Task input:
PR #8713, opened 2024-10-16
docs: improve description of export properties

### LINKED ISSUE #8706: Description of `Directory.export` is misleading
Reported by user in [Discord](https://discord.com/channels/707636530424053791/1295320684658036767/1295351071732138015).

The API has the following description on [`Directory.export`](https://docs.dagger.io/api/reference/#Directory-export):

> Writes the contents of the directory to a path on the host.

This is misleading because when using a Dagger module, the directory is exported to the runtime container, not necessarily what you'd interpret as the "host". We should clarify this, but also for [`Container.export`](https://docs.dagger.io/api/reference/#Container-export) and [`File.export`](https://docs.dagger.io/api/reference/#File-export).

mcruzdev:
## What?

This pull request aims to improve `Directory.export`, `Container.export` and `File.export` description.

## Why?

Closes #8706

### DIFF
--- a/core/schema/container.go
+++ b/core/schema/container.go
@@ -524,8 +524,9 @@ func (s *containerSchema) Install() {
 
 		dagql.Func("export", s.export).
 			View(AllVersion).
-			Impure("Writes to the local host.").
-			Doc(`Writes the container as an OCI tarball to the destination file path on the host.`,
+			Impure("Writes to the filesystem where the API call is made from.").
+			Doc(`Writes the container as an OCI tarball to the destination file path on the current runtime container spawned by Dagger engine. 
+					When running in a module, it's written to the runtime container setup by the SDK.`,
 				`It can also export platform variants.`).
 			ArgDoc("path",
 				`Host's destination path (e.g., "./tarball").`,
--- a/docs/docs-graphql/schema.graphqls
+++ b/docs/docs-graphql/schema.graphqls
@@ -168,7 +168,8 @@ type Container {
   ): Container!
 
   """
-  Writes the container as an OCI tarball to the destination file path on the host.
+  Writes the container as an OCI tarball to the destination file path on the
+  current runtime container spawned by Dagger engine.
   
   It can also export platform variants.
   """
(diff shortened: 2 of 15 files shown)


vikram-dagger:
Ping @marcosnils for review

docs/docs-graphql/schema.graphqls
```diff
@@ -168,7 +168,7 @@ type Container {
   ): Container!
 
   """
-  Writes the container as an OCI tarball to the destination file path on the host.
+  Writes the container as an OCI tarball to the destination file path on the current runtime container spawned by Dagger engine.
```
vikram-dagger, line 171: I'm not sure it's necessary to update this file. AFAIK it is generated from the core schema. This might also be why the tests are failing. I'd like other reviewers to confirm this though.

core/schema/container.go
```diff
@@ -524,8 +524,8 @@ func (s *containerSchema) Install() {
 
 		dagql.Func("export", s.export).
 			View(AllVersion).
-			Impure("Writes to the local host.").
-			Doc(`Writes the container as an OCI tarball to the destination file path on the host.`,
+			Impure("Writes to the current runtime container.").
```
helderco, line 527: This isn't entirely correct. This is only true with modules, but you can still run dagger pipelines without modules, in which case it does write to your host.

docs/docs-graphql/schema.graphqls
helderco: When changes are made to the schema, you need a `dagger call` to regenerate docs and sdks.

https://github.com/dagger/dagger/blob/447c8a416f554e55aa2c9f0925f83d381b90b8cc/.dagger/README.md?plain=1#L81

https://github.com/dagger/dagger/blob/447c8a416f554e55aa2c9f0925f83d381b90b8cc/.dagger/README.md?plain=1#L116-L118

core/schema/container.go
helderco: It writes to the filesystem where the client call is made from. As it turns out, since modules run in a container, it's going to be exported to that container. If you run the pipeline directly from your host (i.e., `dagger run`) then that's where it will be exported to.

I'd prefer to avoid making the distinction here of running in a module vs non-module, as being the two options. On one hand, "host" can easily lead you astray. On the other hand, "runtime container" is too specific to this use case. Additionally "non-module" has implications with terminology that aren't cemented yet.

Best if there's a general way to phrase this, in line with "writes to the filesystem where the API call is made from" (i.e., avoiding the usual connotation to the word "host", but still general enough that it can match a container, virtual machine, etc...), but add a cautionary _note_ in the longer description with something like "when running in a module, it's written to the runtime container setup by the SDK".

Work to be completed: Could you copy each line from the listing that has the word "improve" in it?

The completed task:
docs: improve description of export properties
This pull request aims to improve `Directory.export`, `Container.export` and `File.export` description.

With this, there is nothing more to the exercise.